Task description: Exact transcription of the records is required.

Material for the task:
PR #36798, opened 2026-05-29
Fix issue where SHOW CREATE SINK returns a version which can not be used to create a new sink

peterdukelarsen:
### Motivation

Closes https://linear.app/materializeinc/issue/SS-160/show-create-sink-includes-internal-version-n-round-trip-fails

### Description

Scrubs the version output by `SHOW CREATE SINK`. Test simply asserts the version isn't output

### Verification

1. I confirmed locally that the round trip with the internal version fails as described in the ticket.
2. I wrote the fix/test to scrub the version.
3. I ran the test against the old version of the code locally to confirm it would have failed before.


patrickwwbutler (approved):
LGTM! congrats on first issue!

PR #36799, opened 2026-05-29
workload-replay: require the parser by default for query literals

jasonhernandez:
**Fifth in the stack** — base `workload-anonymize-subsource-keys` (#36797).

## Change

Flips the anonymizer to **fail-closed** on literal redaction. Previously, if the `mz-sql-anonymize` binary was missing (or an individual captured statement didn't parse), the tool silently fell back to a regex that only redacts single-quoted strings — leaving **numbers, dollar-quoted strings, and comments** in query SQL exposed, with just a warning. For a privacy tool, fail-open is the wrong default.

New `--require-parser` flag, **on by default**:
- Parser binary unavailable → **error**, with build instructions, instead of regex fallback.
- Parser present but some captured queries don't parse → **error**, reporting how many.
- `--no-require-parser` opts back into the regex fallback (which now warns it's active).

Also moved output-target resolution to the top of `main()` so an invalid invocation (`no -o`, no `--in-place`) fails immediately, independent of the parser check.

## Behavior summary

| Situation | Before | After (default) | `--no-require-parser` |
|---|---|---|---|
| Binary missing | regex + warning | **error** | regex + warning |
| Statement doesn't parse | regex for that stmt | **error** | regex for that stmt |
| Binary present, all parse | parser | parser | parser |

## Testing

Worked solution:
PR #36798, opened 2026-05-29
Fix issue where SHOW CREATE SINK returns a version which can not be used to create a new sink

peterdukelarsen:
### Motivation

Closes https://linear.app/materializeinc/issue/SS-160/show-create-sink-includes-internal-version-n-round-trip-fails

### Description

Scrubs the version output by `SHOW CREATE SINK`. Test simply asserts the version isn't output

### Verification

1. I confirmed locally that the round trip with the internal version fails as described in the ticket.
2. I wrote the fix/test to scrub the version.
3. I ran the test against the old version of the code locally to confirm it would have failed before.


patrickwwbutler (approved):
LGTM! congrats on first issue!

PR #36799, opened 2026-05-29
workload-replay: require the parser by default for query literals

jasonhernandez:
**Fifth in the stack** — base `workload-anonymize-subsource-keys` (#36797).

## Change

Flips the anonymizer to **fail-closed** on literal redaction. Previously, if the `mz-sql-anonymize` binary was missing (or an individual captured statement didn't parse), the tool silently fell back to a regex that only redacts single-quoted strings — leaving **numbers, dollar-quoted strings, and comments** in query SQL exposed, with just a warning. For a privacy tool, fail-open is the wrong default.

New `--require-parser` flag, **on by default**:
- Parser binary unavailable → **error**, with build instructions, instead of regex fallback.
- Parser present but some captured queries don't parse → **error**, reporting how many.
- `--no-require-parser` opts back into the regex fallback (which now warns it's active).

Also moved output-target resolution to the top of `main()` so an invalid invocation (`no -o`, no `--in-place`) fails immediately, independent of the parser check.

## Behavior summary

| Situation | Before | After (default) | `--no-require-parser` |
|---|---|---|---|
| Binary missing | regex + warning | **error** | regex + warning |
| Statement doesn't parse | regex for that stmt | **error** | regex for that stmt |
| Binary present, all parse | parser | parser | parser |

## Testing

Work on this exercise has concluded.